* _ABOUT THIS TASK_: Pick out each line of the records that includes the string "used", and copy it.

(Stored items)
PR #441, opened 2020-10-11
refocus search bar after selecting company

sumirart:
fixes  #435 
thanks!

PR #645, opened 2021-08-17
Revert #441 to working solution

zner0L:
Since I left #441 lying around for almost a year, I can't critique it appropriately anymore. I took it upon myself to revert to the old way, because it is the only way to capture the focus, since we don't use preact properly (I would love someone to fix that!).
I also made capturing the focus optional, because this might happen unexpectedly in some case, which would be horrible for our users using screen readers.

### DIFF
--- a/src/Components/SearchBar.js
+++ b/src/Components/SearchBar.js
@@ -140,7 +140,7 @@ if (Privacy.isAllowed(PRIVACY_ACTIONS.SEARCH)) {
             if (typeof this.props.setupPlaceholderChange === 'function') {
                 this.props.setupPlaceholderChange(this.input_element);
             }
-            this.input_element.focus();
+            if (this.props.captureFocus) this.input_element.focus();
         }
 
         componentWillUnmount() {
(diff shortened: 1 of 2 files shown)


baltpeter:
Is this even necessary anymore? I am already getting the exact same behaviour in prod without this PR:

https://user-images.githubusercontent.com/4048809/129776136-44ebd9e0-3d61-4ae4-aaf4-d910ca8ae369.mp4

This happens both in the wizard (where it makes sense) and in the generator (where it doesn't make too much sense). Iirc, this was changed in the Preact X PR?

Annoyingly though, the text in the search bar is not cleared. We should definitely do that, at least for the wizard.

zner0L:
Interesting. I tried this, but I run into the same problem as before, that preact doesn't refresh this the way you would expect. As I said, there is a more fundamental issue here in that we should really use a preact/react autocomplete component instead of duct taping a different library (that is pretty heavy even) to an input. I think we should close this in favor of fixing the fundamental problem.

baltpeter:
We did have an issue for implementing our own autocomplete component in our old issue tracker (https://git.my-server.in/datenanfragen/website/-/issues/24) but never got around to that as there is a lot more work involved than I initially thought.

I wouldn't mind switching to a different (P)React-native solution. Not sure if there are any good ones available.

> I think we should close this in favor of fixing the fundamental problem.

Sure, fine with me.

zner0L:
I moved this into #649 and will close this now.

PR #666, opened 2021-09-13
Fixes #656: Ignore errors from extensions in error handler

### LINKED ISSUE #656: Error handler: Ignore errors from extensions
As browser extensions (can) run in the context of the website, they can also cause errors in the context which would be caught by our error handler. This happened in #652.

As we can usually not do anything about those errors, we should ignore them in the error handler.

baltpeter:


mal-tee (approved):
Thank you very much!

PR #667, opened 2021-09-13
Fixes #620: Don't include Hugo translations in JS bundle

### LINKED ISSUE #620: Why are we including the Hugo translations in the JS translations bundle?
I haven't thoroughly checked this but if memory serves me correctly, the Hugo translations should not be used anywhere from JS. However, we are currently including them in the JS translations bundle (and they make up a significant section of it!)

This is a lot of wasted space that we should definitely get rid of.

baltpeter:
I am _reasonably_ confident that this shouldn't cause any issues. I also couldn't find any when looking through the code and the 'rendered' site. Nonetheless, this should be reviewed carefully.

### DIFF
--- a/src/Utility/webpack-i18n-loader.js
+++ b/src/Utility/webpack-i18n-loader.js
@@ -26,6 +26,9 @@ module.exports = function (content) {
         this.emitFile(path.join('..', 'i18n', path.basename(this.resource)), JSON.stringify(hugo_data));
     }
 
+    // The JS translation files don't need to include the translations only used by Hugo (#620).
+    delete data.hugo;
+
     // Emit the translation files to be included in the HTML.
     this.emitFile(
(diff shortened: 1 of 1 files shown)


mal-tee (approved):
I poked around the deploy preview and didn't find anything. Tests pass. I grepped `website` for "hugo" and didn't find anything of interest. So I guess we are good to go?

You might want to update this comment as well:

https://github.com/datenanfragen/website/blob/3ea0cae51c2d13163a81bb2581ee9b89f07d8f6f/webpack.common.js#L86-L92

baltpeter:
Thanks!

> You might want to update this comment as well:

I think the comment is still correct. If anything, it makes more sense now. I don't think anyone would have expected us to unnecessarily include the Hugo translations in the JS ones based on that comment.

PR #669, opened 2021-09-14
Use MarkupText for 'add-dynamic-input-explanation' in generator

baltpeter:
The French translation uses a '&nbsp;' here which otherwise breaks.


mal-tee (approved):
Thank you!

PR #692, opened 2021-09-23
higher image quality, tweak webp hint

mal-tee:
- the tweaked hint gets rid of the weird lines in, e.g. [this image](https://www.datenanfragen.de/blog/jahresbericht-2020/jahresbericht-2020_hu089e1766bccfbf267935c78330f990a2_40902_230x0_resize_q75_h2_box_2.webp)
	- **UPDATE**: seems like that didn't do the trick 	
- the higher quality (default is 75) gets rid of some compression artifacts, but comes with a slight size increase 
  - 15% or 0.77 KB for my [test thumbnail](https://www.datenanfragen.de/blog/datenloeschung-bei-werbetreibenden/datenloeschung-werbetreibende_hu9826f4f2c44a3b0acf4413123c531f73_198477_230x0_resize_q75_h2_box.webp) in my local build
  - 22% or 5.94KB for the [same image in big](https://www.datenanfragen.de/blog/datenloeschung-bei-werbetreibenden/datenloeschung-werbetreibende_hu9826f4f2c44a3b0acf4413123c531f73_198477_784x0_resize_q75_h2_box.webp)

### DIFF
--- a/.circleci/config.yml
+++ b/.circleci/config.yml
@@ -22,8 +22,8 @@ jobs:
   build:
     executor: docker_hugo_node
     environment:
-        - HUGO_VERSION: '0.85.0'
-        - HUGO_BINARY: hugo_extended_0.85.0_linux-64bit
+        - HUGO_VERSION: '0.88.1'
+        - HUGO_BINARY: hugo_extended_0.88.1_linux-64bit
     steps:
       - run:
           command: |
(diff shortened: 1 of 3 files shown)


mal-tee:
"Fix transparency problem when converting 32-bit images to WebP 8f40f34c @bep #8729" 
- https://github.com/gohugoio/hugo/releases/tag/v0.86.0
- https://github.com/gohugoio/hugo/issues/8729

baltpeter:
I'm definitely on board for changing the hint an updating Hugo. The size increase for the thumbnails is also ok with me.

As for the regular images, that is a more significant increase. I just did a little non-scientific blind test trying to guess which of the versions is the "better" one and while I can see small differences, I was genuinely wrong more than half of the times…

I'll let @zner0L decide whether we want to crank up the quality.

mal-tee:
I agree, its not that important for most images. Maybe in the future I will just add an option for higher quality to some thumbnails.

baltpeter (approved):
Thank you!

PR #693, opened 2021-09-23
Draft: fix #545

### LINKED ISSUE #545: Suggest: Almost unusable on mobile
The input fields are too small and the whole layout isn't mobile friendly.

mal-tee:
This works, but messes up the item lists. Any tips on how to circumvent that?

image
image

### DIFF
--- a/assets/styles/main.scss
+++ b/assets/styles/main.scss
@@ -782,6 +782,9 @@ body.sticky-offset {
 }
 
 .brutusin-form {
+    @include mobile {
+        line-height: 1.3;
+    }
     table.object {
         width: 100%;
     }
@@ -808,13 +811,18 @@ body.sticky-offset {
         vertical-align: top;
 
         &.prop-name {
-            width: 300px;
+            @include desktop {
+                width: 300px;
+            }
         }
         td.prop-name {
             width: auto;
         }
         &.item-action {
             width: 35px;
+        }
+        @include mobile {
+            display: block;
         }
     }
 


assets/styles/main.scss
```diff
@@ -808,14 +811,19 @@ body.sticky-offset {
...
+            }
         }
         td.prop-name {
             width: auto;
         }
         &.item-action {
             width: 35px;
         }
+        @include mobile {
+            display: block;
```
baltpeter, line 825: You don't want to apply that to any `td` (`.prop-value` `td` contains another `table` with its own `td`s, which causes the messed up styling). Instead, you want to scope this to `td.prop-value` and `td.prop-name`:

image

assets/styles/main.scss
```diff
@@ -782,6 +782,9 @@ body.sticky-offset {
 }
```
baltpeter, line 782: Now that one field/row occupies multiple lines, you need to increase the spacing between the rows. Otherwise, it's not obvious which input each label is for.

baltpeter (changes requested):
Sorry for taking so long with the review. :| This is actually quite easy to fix, see below.

assets/styles/main.scss
mal-tee: How could exclude the nested tables from this? :D

mal-tee: Otherwise everything would be spaced greater, which wouldn't benefit anyone.

assets/styles/main.scss
mal-tee: Thanks!

assets/styles/main.scss
baltpeter: `tr:not(.item)` should work.

baltpeter: Maybe you need to extend the `:not()`. I haven't checked whether there are any other nested tables.

PR #700, opened 2021-09-25
Objection template: Ask for prior notification in case of deletion

baltpeter:
See datenanfragen/data#1335.

This does make the print versions of those templates quite ugly unfortunately, but what can you do…


mal-tee (approved):
Thank you! Consider this approved if the tests don't fail.

PR #5440, opened 2023-01-07
Sonokai theme: style secondary selections differently

jlebon:
Without styling the primary and secondary selections differently, it's
impossible to tell them apart when cycling through selections.

Make the primary selection slightly brighter and secondary selections
slightly paler.

### DIFF
--- a/runtime/themes/sonokai.toml
+++ b/runtime/themes/sonokai.toml
@@ -55,7 +55,8 @@
 "ui.cursor.match" = { fg = "orange", bg = "diff_yellow" }
 "ui.cursor.insert" = { fg = "black", bg = "grey" }
 "ui.cursor.select" = { fg = "bg0", bg = "blue" }
-"ui.selection" = { bg = "bg4" }
+"ui.selection" = { bg = "bg5" }
+"ui.selection.primary" = { bg = "bg4" }
 "ui.linenr" = "grey"
 "ui.linenr.selected" = "fg"
 "ui.cursorline.primary" = { bg = "bg1" }
@@ -86,7 +87,8 @@ bg0 = "#2c2e34"
 bg1 = "#33353f"
 bg2 = "#363944"
 bg3 = "#3b3e48"
-bg4 = "#545862"
+bg4 = "#5C606A"
+bg5 = "#444852"
 bg_red = "#ff6077"
 diff_red = "#55393d"
 bg_green = "#a7df78"


the-mikedavis:
\cc @p4ymak what do you think of the new color?

jlebon:
I suppose I should've included a screenshot. Here's what it looks like:

image

In the above, the third `test` is the primary selection. The other ones use the paler secondary styling. It's subtle but really obvious when cycling through them.

Omnikar:
That seems like a pretty subtle difference; shouldn't it be a bit more noticeable?

jlebon:
The thing is that it's already quite pale. If we make it paler, it's harder to see against the background. It's more invasive, but we could also make the primary selection whiter to increase the contrast. E.g.:

image

This is with:

```diff
diff --git a/runtime/themes/sonokai.toml b/runtime/themes/sonokai.toml
index 18417f00..45ad6ef6 100644
--- a/runtime/themes/sonokai.toml
+++ b/runtime/themes/sonokai.toml
@@ -55,7 +55,8 @@
 "ui.cursor.match" = { fg = "orange", bg = "diff_yellow" }
 "ui.cursor.insert" = { fg = "black", bg = "grey" }
 "ui.cursor.select" = { fg = "bg0", bg = "blue" }
-"ui.selection" = { bg = "bg4" }
+"ui.selection" = { bg = "bg5" }
+"ui.selection.primary" = { bg = "bg4" }
 "ui.linenr" = "grey"
 "ui.linenr.selected" = "fg"
 "ui.cursorline.primary" = { bg = "bg1" }
@@ -86,7 +87,8 @@ bg0 = "#2c2e34"
 bg1 = "#33353f"
 bg2 = "#363944"
 bg3 = "#3b3e48"
-bg4 = "#545862"
+bg4 = "#5C606A"
+bg5 = "#444852"
 bg_red = "#ff6077"
 diff_red = "#55393d"
 bg_green = "#a7df78"
```

archseer:
> It's more invasive, but we could also make the primary selection whiter to increase the contrast.

This seems reasonable to me 👍🏻

NickCondron:
I also have a PR to change this theme (#5379) fyi. I don't think they conflict though.

p4ymak:
@the-mikedavis 
sorry for long respond. 

in my opinion, in general, the palette has become better. there are only two things I don't like: macros are no different from functions now, and parentheses and punctuation are too dim.

jlebon:
Updated this as per discussion!

> in my opinion, in general, the palette has become better. there are only two things I don't like: macros are no different from functions now, and parentheses and punctuation are too dim.

Did you mean to comment this in [the other PR](https://github.com/helix-editor/helix/pull/5379) modifying the Sonokai theme?

p4ymak:
> Did you mean to comment this in [the other PR](https://github.com/helix-editor/helix/pull/5379) modifying the Sonokai theme?

Yes! You are right.

the-mikedavis (approved):

PR #5471, opened 2023-01-09
jsonrpc: Skip serializing params if params are None

### LINKED ISSUE #5400: Quitting Helix when `ocamllsp` was active causes delay and exits with an error.
When quitting the editor from an OCaml source file with `ocamllsp` active, there is a noticeable delay before exiting with the following error:

```
Error: Timed out waiting for language servers to shutdown
```

the-mikedavis:
The JSONRPC spec says:

> If present, parameters for the rpc call MUST be provided as a Structured value

https://www.jsonrpc.org/specification#parameter_structures

(Where a "Structured value" is elsewhere defined as either a map or array.)

This change skips the serialization of the `params` field for JSONRPC method calls and notifications if the `params` field is the `None` variant. This fixes compatibility with LSP servers which adhere closely to that part of the spec: `ocamllsp` in the wild.

Fixes #5400

### DIFF
--- a/helix-lsp/src/jsonrpc.rs
+++ b/helix-lsp/src/jsonrpc.rs
@@ -170,6 +170,10 @@ impl Params {
         serde_json::from_value(value)
             .map_err(|err| Error::invalid_params(format!("Invalid params: {}.", err)))
     }
+
+    pub fn is_none(&self) -> bool {
+        self == &Params::None
+    }
 }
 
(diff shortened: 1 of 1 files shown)


the-mikedavis:
Looks like this was noticed on the upstream we vendored from as well: https://github.com/paritytech/jsonrpc/issues/660

PR #5482, opened 2023-01-10
Update rust-toolchain.toml

aalhendi:
Closes #5481 
Feature `scoped_threads` was stabilized in Rust version 1.63.0. Building from source using Rust version 1.61.0 fails.
Reference: https://doc.rust-lang.org/std/thread/fn.scope.html

PR #5485, opened 2023-01-10
bumping rust compiler version because of scoped threads

mangas:


pascalkuthe:
The current rust version is on purpose. Simply compile wth `--locked` to avoid problems.
See https://github.com/helix-editor/helix/pull/5482#issuecomment-1376971973.

We will bump the rustc version once the next firefox version releases (jan 17.)

mangas:
got it, thanks! 👍

PR #5491, opened 2023-01-10
Add statusline element 'file-indexer'

mejo13:
Shows number of open files and index of the one currently viewed.

### DIFF
--- a/book/src/configuration.md
+++ b/book/src/configuration.md
@@ -100,7 +100,7 @@ The following statusline elements can be configured:
 | `file-base-name` | The basename of the opened file |
 | `file-encoding` | The encoding of the opened file if it differs from UTF-8 |
 | `file-line-ending` | The file line endings (CRLF or LF) |
-| `file-indexer` | The number of open files and current index |
+| `file-count` | The number of open files and current index |
 | `total-line-numbers` | The total line numbers of the opened file |
 | `file-type` | The type of the opened file |
 | `diagnostics` | The number of warnings and/or errors |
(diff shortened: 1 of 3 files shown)


CBenoit (commented):
Thank you! I think you need to update the documentation as well:
https://github.com/helix-editor/helix/blob/051cd786a43a84912413b526782adffa9698fcd9/book/src/configuration.md?plain=1#L93

archseer:
Hmm I think we could come up with a better name for it. Indexer sounds like a background service that indexes files

mejo13:
Maybe file_counter would be more fitting or do you have an idea?

the-mikedavis:
FileNumber or FileCount would make sense to me. I think we should avoid naming things with [agent noun](https://en.wikipedia.org/wiki/Agent_noun)s (index<i>er</i>, count<i>er</i>) except where there's a lot of precedent for it (picker, receiver, server)

mejo13:
I'd go with FileCount then, if that's ok!?

mejo13:
What is the preferred way to do this? Change the existing pr, which would make the discussion about the name kinda pointless, or make a new one? I'm pretty new to git and github so i'm realy not sure.

CBenoit:
> What is the preferred way to do this? Change the existing pr, which would make the discussion about the name kinda pointless, or make a new one? I'm pretty new to git and github so i'm realy not sure.

Feel free to commit and push additional commits to apply the suggestions. Unless you push force, original commit history will stay available from this PR. That being said, it’s generally okay to just push force if you wish to get the commits merged as it. Maintainers will just squash and merge if necessary, so feel free to proceed as you prefer in this case.

mejo13:
Hey, I was wondering if I have to change something else, request a review or is this better suited as a plugin once the system is in place maybe?

pascalkuthe:
I am going to close this one out as stale since the statusline has been refactored. I think this one is a bit niche and better suited for a plugin. Sorry we didn't give you that feedback sooner and thank you for contributing!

* _WRITTEN SOLUTION_:
I haven't thoroughly checked this but if memory serves me correctly, the Hugo translations should not be used anywhere from JS. However, we are currently including them in the JS translations bundle (and they make up a significant section of it!)
+    // The JS translation files don't need to include the translations only used by Hugo (#620).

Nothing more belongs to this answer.